Assignment
The output should be all lines of the entries below in which the word "configlet" occurs.

========

PR #822, opened 2023-10-05
lint, fmt: support `tags` for approaches and concepts

ErikSchierboom:
- Lint tags for approaches
- Lint tags for concepts
- Don't check tags for articles
- Try fmt tags

---

For background, see the [forum thread][1].

[1]: https://forum.exercism.org/t/proposal-adding-tag-detection-to-analyzers/6931/7

### DIFF
--- a/src/fmt/approaches.nim
+++ b/src/fmt/approaches.nim
@@ -1,4 +1,4 @@
-import std/[json, strformat]
+import std/[json, options, strformat]
 import ".."/[helpers, sync/sync_common, types_approaches_config]
 
 func approachesConfigKeyOrderForFmt(e: ApproachesConfig): seq[ApproachesConfigKey] =
@@ -23,6 +23,20 @@ func addApproachesIntroduction(result: var string;
   result.addNewlineAndIndent(indentLevel)
   result.add "},"
 
+func addApproachTags(result: var string; val: ApproachConfigTags; indentLevel = 2) =
+  result.addNewlineAndIndent(indentLevel)
+  escapeJson("tags", result)
+  result.add ": {"
+  if val.all.len > 0:
+    result.addArray("all", val.all, indentLevel + 1)
+  if val.`any`.len > 0:
+    result.addArray("any", val.`any`, indentLevel + 1)
+  if val.`not`.len > 0:
+    result.addArray("not", val.`not`, indentLevel + 1)
+  result.removeComma()
+  result.addNewlineAndIndent(indentLevel)
+  result.add "},"
+
 func addApproach(result: var string; val: ApproachConfig; indentLevel = 1) =
   ## Appends the pretty-printed JSON for an `approach` object with value `val` to
   ## `result`.
@@ -35,6 +49,10 @@ func addApproach(result: var string; val: ApproachConfig; indentLevel = 1) =
   result.addArray("authors", val.authors, indentLevel + 1)
   if val.contributors.len > 0:
     result.addArray("contributors", val.contributors, indentLevel + 1)
+  if val.tags.isSome():
+    let tags = val.tags.get()
+    if tags.all.len + tags.`any`.len + tags.`not`.len > 0:
+      result.addApproachTags(tags, indentLevel + 1)
   result.removeComma()
   result.addNewlineAndIndent(indentLevel)
   result.add "},"
--- a/src/lint/approaches_and_articles.nim
+++ b/src/lint/approaches_and_articles.nim
@@ -30,6 +30,30 @@ proc hasValidIntroduction(data: JsonNode, path: Path): bool =
               "corresponding introduction file at the below location"
     result.setFalseIfFileMissingOrEmpty(introductionPath, msg)
 
+proc hasValidTags(data: JsonNode; path: Path): bool =
+  const k = "tags"
+  if data.hasKey(k):
+    if hasObject(data, k, path):
+      let checks = [
+        hasArrayOfStrings(data[k], "all", path, isRequired = false, uniqueValues = true),
+        hasArrayOfStrings(data[k], "any", path, isRequired = false, uniqueValues = true),
+        hasArrayOfStrings(data[k], "not", path, isRequired = false, uniqueValues = true),
+      ]
+      result = allTrue(checks)
+      if result:
+        var anyAllLen = 0
+
+        if data[k].hasKey("all"):
+          anyAllLen += data[k]["all"].len
+
+        if data[k].hasKey("any"):
+          anyAllLen += data[k]["any"].len
+
+        if anyAllLen == 0:
+          result.setFalseAndPrint("There must be at least one element in the `all` or `any` fields in the `tags` object", path)
+  else:
+    result = true
+
 proc isValidApproachOrArticle(data: JsonNode, context: string,
                               path: Path): bool =
   if isObject(data, context, path):
@@ -41,6 +65,7 @@ proc isValidApproachOrArticle(data: JsonNode, context: string,
       hasArrayOfStrings(data, "authors", path, context, uniqueValues = true),
       hasArrayOfStrings(data, "contributors", path, context,
                         isRequired = false),
+      hasValidTags(data, path),
     ]
     result = allTrue(checks)
     if result:
--- a/src/lint/approaches_and_articles.nim
+++ b/src/lint/approaches_and_articles.nim
@@ -65,7 +65,7 @@ proc isValidApproachOrArticle(data: JsonNode, context: string,
         result.setFalseIfFileMissingOrEmpty(snippetPath, msg)
 
 proc isValidApproach(data: JsonNode, context: string, path: Path): bool =
-  result = isValidApproachOrArticle(data, context, path, checkTags = true)
+  isValidApproachOrArticle(data, context, path, checkTags = true)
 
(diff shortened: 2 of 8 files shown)


src/fmt/approaches.nim
```diff
@@ -35,6 +49,10 @@ func addApproach(result: var string; val: ApproachConfig; indentLevel = 1) =
   result.addArray("authors", val.authors, indentLevel + 1)
   if val.contributors.len > 0:
     result.addArray("contributors", val.contributors, indentLevel + 1)
+  if val.tags.isSome():
+    let tags = val.tags.get()
+    if tags.all.len + tags.`any`.len + tags.`not`.len > 0:
+      result.addApproachTags(tags, indentLevel + 1)
```
ErikSchierboom, line 55: Let me know if you know of a more elegant way to do this:

src/lint/approaches_and_articles.nim
```diff
@@ -41,6 +41,7 @@ proc isValidApproachOrArticle(data: JsonNode, context: string,
       hasArrayOfStrings(data, "authors", path, context, uniqueValues = true),
       hasArrayOfStrings(data, "contributors", path, context,
                         isRequired = false),
+      if checkTags: hasValidTags(data, path) else: true,
```
ErikSchierboom: We currently only support tags for approaches, and not for articles

src/types_approaches_config.nim
```diff
@@ -1,3 +1,5 @@
+import std/options
+import pkg/jsony
```
ee7:
```suggestion
```

Now exported from helpers, which is imported in this file.

src/types_track_config.nim
```diff
@@ -78,10 +78,16 @@ type
     indentSize*: int
     highlightjsLanguage*: string
 
+  ConceptTags* = object
+    all*: seq[string]
+    `any`*: seq[string]
+    `not`*: seq[string]
```
ee7, line 84: The fields here are the same as `ApproachConfigTags`. Should we have a single source of truth?

src/lint/approaches_and_articles.nim
```diff
@@ -63,6 +64,12 @@ proc isValidApproachOrArticle(data: JsonNode, context: string,
                   "there is no corresponding snippet file at the below location"
         result.setFalseIfFileMissingOrEmpty(snippetPath, msg)
 
+proc isValidApproach(data: JsonNode, context: string, path: Path): bool =
+  result = isValidApproachOrArticle(data, context, path, checkTags = true)
```
ee7:
```suggestion
  isValidApproachOrArticle(data, context, path, checkTags = true)
```

Let's avoid `result =` for clear one-liners.

src/lint/approaches_and_articles.nim
```diff
@@ -63,6 +64,12 @@ proc isValidApproachOrArticle(data: JsonNode, context: string,
...
+
+proc isValidArticle(data: JsonNode, context: string, path: Path): bool =
+  result = isValidApproachOrArticle(data, context, path, checkTags = false)
```
ee7:
```suggestion
  isValidApproachOrArticle(data, context, path, checkTags = false)
```

src/types_track_config.nim
ErikSchierboom: We could. What would we call that file?

src/fmt/approaches.nim
ee7: We could iterate over the fields at compile time and generate something equivalent. Something like this (untested): 

```nim
for field in tags.fields:
  if field.len > 0:
    result.addApproachTags(tags, indentLevel + 1)
    break
```

But we didn't do that anywhere else. So let's not do it here. I hope for all this custom serialization mess to be handled much more elegantly in the future.

src/types_track_config.nim
ErikSchierboom: Feel free to extract it to a separate file.

ee7: >  file

I meant having a single (renamed) object for both.

Maybe this?:

- remove the `ConceptTags` definition
- rename remaining `ConceptTags` instances to `AnalyzerTags`
- rename all `ApproachConfigTags` instances to `AnalyzerTags`?

 Or whatever you think of this as conceptually.

ee7: Oh, I see. The definitions were in different files.

ee7: Well, I think the options are:

1. The status quo
2. Add a separate `types_common.nim` 
3. Make `types_track_config` contain:
 
    ```nim
    from types_approaches_config import AnalyzerTags
    ```

Let's just stick with option 1 for now?

ErikSchierboom: I think option 2 is fine. But we can do that as a follow-up 🤷

ErikSchierboom: Let's do it as a follow-up. There might be more types that we can re-use.

src/lint/validators.nim
```diff
@@ -568,6 +568,30 @@ proc hasInteger*(data: JsonNode; key: string; path: Path; context = "";
...
+        var anyAllLen = 0
+
+        if data[k].hasKey("all"):
+          anyAllLen += data[k]["all"].len
+
+        if data[k].hasKey("any"):
+          anyAllLen += data[k]["any"].len
+
+        if anyAllLen == 0:
+          result.setFalseAndPrint("There must be at least one element in the `all` or `any` fields in the `tags` object", path)
```
ee7:
```suggestion
          const msg = "There must be at least one element in the `all` " &
                      "or `any` fields in the `tags` object"
          result.setFalseAndPrint(msg, path)
```

ee7 (approved):
No diff to output of `configlet lint` on any track.

Diff in output of `configlet fmt` on exactly one track:

#### csharp
```diff
-The below paths are relative to '/home/foo/exercism-tracks/csharp'
-Not formatted: config.json
-Not formatted: exercises/practice/bank-account/.approaches/config.json
-Not formatted: exercises/practice/bob/.approaches/config.json
-Not formatted: exercises/practice/collatz-conjecture/.approaches/config.json
-Not formatted: exercises/practice/darts/.approaches/config.json
-Not formatted: exercises/practice/difference-of-squares/.approaches/config.json
-Not formatted: exercises/practice/diffie-hellman/.approaches/config.json
-Not formatted: exercises/practice/gigasecond/.approaches/config.json
-Not formatted: exercises/practice/grade-school/.approaches/config.json
-Not formatted: exercises/practice/grains/.approaches/config.json
-Not formatted: exercises/practice/hamming/.approaches/config.json
-Not formatted: exercises/practice/isogram/.approaches/config.json
-Not formatted: exercises/practice/leap/.approaches/config.json
-Not formatted: exercises/practice/pangram/.approaches/config.json
-Not formatted: exercises/practice/parallel-letter-frequency/.approaches/config.json
-Not formatted: exercises/practice/perfect-numbers/.approaches/config.json
-Not formatted: exercises/practice/phone-number/.approaches/config.json
-Not formatted: exercises/practice/pig-latin/.approaches/config.json
-Not formatted: exercises/practice/protein-translation/.approaches/config.json
-Not formatted: exercises/practice/proverb/.approaches/config.json
-Not formatted: exercises/practice/raindrops/.approaches/config.json
-Not formatted: exercises/practice/reverse-string/.approaches/config.json
-Not formatted: exercises/practice/rna-transcription/.approaches/config.json
-Not formatted: exercises/practice/series/.approaches/config.json
-Not formatted: exercises/practice/sieve/.approaches/config.json
-Not formatted: exercises/practice/two-fer/.approaches/config.json
-Not formatted: exercises/practice/yacht/.approaches/config.json
+Every exercise config is already formatted!

```

src/lint/track_config.nim
```diff
@@ -135,6 +135,7 @@ proc isValidConcept(data: JsonNode; context: string; path: Path): bool =
       hasString(data, "uuid", path, context, checkIsUuid = true),
       hasString(data, "slug", path, context, maxLen = 255, checkIsKebab = true),
       hasString(data, "name", path, context, maxLen = 255),
+      hasValidTags(data, path),
```
ee7: There's a blocking bug here. There is already a proc in this file named `hasValidTags`, which lints the track-level `tags` (like `typing/static`). It also has the same signature!

```console
$ git grep --break --heading 'proc hasValidTags'
src/lint/track_config.nim
268:proc hasValidTags(data: JsonNode; path: Path): bool =

src/lint/validators.nim
571:proc hasValidTags*(data: JsonNode; path: Path): bool =
```

Could you rename the new one in `validators.nim`? `hasValidAnalyzerTags` is fine by me, if that's accurate terminology.

ee7: Nim silently uses the in-file definition:

```console
$ cat a.nim
import b

proc foo =
  echo "a"

foo()
$ cat b.nim
proc foo* =
  echo "b"
$ nim r --hints:off a.nim
/tmp/a.nim(1, 8) Warning: imported and not used: 'b' [UnusedImport]
a
```

This is like variable shadowing, which Nim considers an idiom, but I admit it's much more unfortunate here.

So I believe the the new tags were being linted with the wrong validator.

ErikSchierboom: Good catch!

ee7 (approved):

========

Response to the exercise
No diff to output of `configlet lint` on any track.
Diff in output of `configlet fmt` on exactly one track:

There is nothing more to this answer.